PB today as well on the H50/4 . 2:24:23 First time ive done a 50TT on the Trinity . Its a long time to stay in position but not too bad . 
I notice my heart rate stats have come down to me riding mostly at tempo , i was anything but that so its all going in the right direction .


----------



## HLaB (19 Jun 2017)

HLaB said:


> FCA Cleish 10 24.56
> FCA Freuchie 10 26.06 (First TT and only go);
> FCA Freuchie Hilly 10 29.50,
> PCC10 27:07, 26:27, 26:09 26.06, 25.52, 25.11
> ...



Went home last week hoping to do the FCA Freuchie course unfortunately it was the Cleish course. Folk say Freuchie is over a minute faster than Cleish which has a terrible surface and a dead turn. Went out a bit cautious thinking too much about the dead turn, I had marshalled the course before but never raced it. Got to the turn an instinctively unclipped  After a couple of attempts I'd got clipped back in (I really should learn to clip in better ). The average had fallen from 23.9mph to 23.5mph after that  Gone I thought  But I was feeling good and average started to rise and it convinced me to go for it. Finished 24.56 for the 10miler a overall PB . I'm not getting carried away but folk tell me if I can do a sub 25mins at Cleish I'd do a 23mins something at Freuchie. My mate did a 24.56 at Freuchie and a 26.08 when I did my pb at Cleish last week. Looking forward to Freuchie now, unfortunately it'll have to be another year, I'm back in Peterborough


----------



## Cuchilo (20 Jun 2017)

Under 25 for a 10 , well done ! I'm still chasing that one second grrrrrrrr


----------



## Jerry Atrik (20 Jun 2017)

Know the feeling


----------



## HLaB (20 Jun 2017)

Cuchilo said:


> Under 25 for a 10 , well done ! I'm still chasing that one second grrrrrrrr


You just need to find the right course, that was the first time I've done a relatively flat and not too technical a course since I've got my TT bike. My mate who was +26mins on Cleish where I PB'd, did a sub 25mins on the Freuchie course, that's a faster one still  The one up in Hull is faster still


----------



## Cuchilo (20 Jun 2017)

HLaB said:


> You just need to find the right course, that was the first time I've done a relatively flat and not too technical a course since I've got my TT bike. My mate who was +26mins on Cleish where I PB'd, did a sub 25mins on the Freuchie course, that's a faster one still  The one up in Hull is faster still


The F11/10 is local ish to me but it takes half a day out of your life to go there . I prefer 25's . Something to get up at 4 am for ........ Tell me why i like doing this please


----------



## Spartak (21 Jun 2017)

After 2 years without riding a TT last night I rode the Severn RC Evening 10. 

On the UC186B course. 

Conditions were good if a little warm. 

Managed a 24:30 which I was very pleased with :-)


----------



## smutchin (21 Jun 2017)

Did my first ever official race against the clock this evening, the club 10 at Betteshanger Country Park (course Q10/42).

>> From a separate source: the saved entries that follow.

PR #510, opened 2026-01-27
fix(loki): support metric queries with proper label parsing

### LINKED ISSUE #368: Loki metric queries return null labels for aggregate groupings

igor-raits:
Fix Loki metric queries returning null labels by properly handling
the different response formats from Loki's API:

- Add queryType parameter ("instant" or "range") to route queries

It's a fast course, on a nice wide track, pretty flat with bends you can take at full tilt. No junctions, no traffic. On the other hand, the heat made it hard work, and my gears weren't playing nicely because I'd had to fit a spare wheel after a spoke breakage at the weekend. I wasn't anticipating doing much better than 28 minutes - in fact, I'd have been happy with anything under 30 minutes.

I actually clocked 25:48, which I'm delighted with.

I know I can go faster though, so I'm setting my sights on 25 minutes. This season.

(For some context, I think the winner tonight was not much over 20 minutes.)

ETA: It occurs to me that my time for the 10 tonight is about the same as what I've been doing for the 5km parkrun lately. This seems to bear out my theory that they are roughly equivalent events. Having said that, my PB for parkrun when I was at my fittest was 20:23 and I doubt I'll ever get that fast on the bike for a 10.


----------



## smutchin (22 Jun 2017)

Out of interest, what do the VTTA standards actually mean? Are they worth taking notice of?

I ask because I just checked the tables and the standard time on a 10 for my age (44) is 26:18, so it's quite gratifying to be quicker than that.


----------



## mattobrien (22 Jun 2017)

Managed a 23:52 on the club 10, PB by 15s and my first time under 24m for the course.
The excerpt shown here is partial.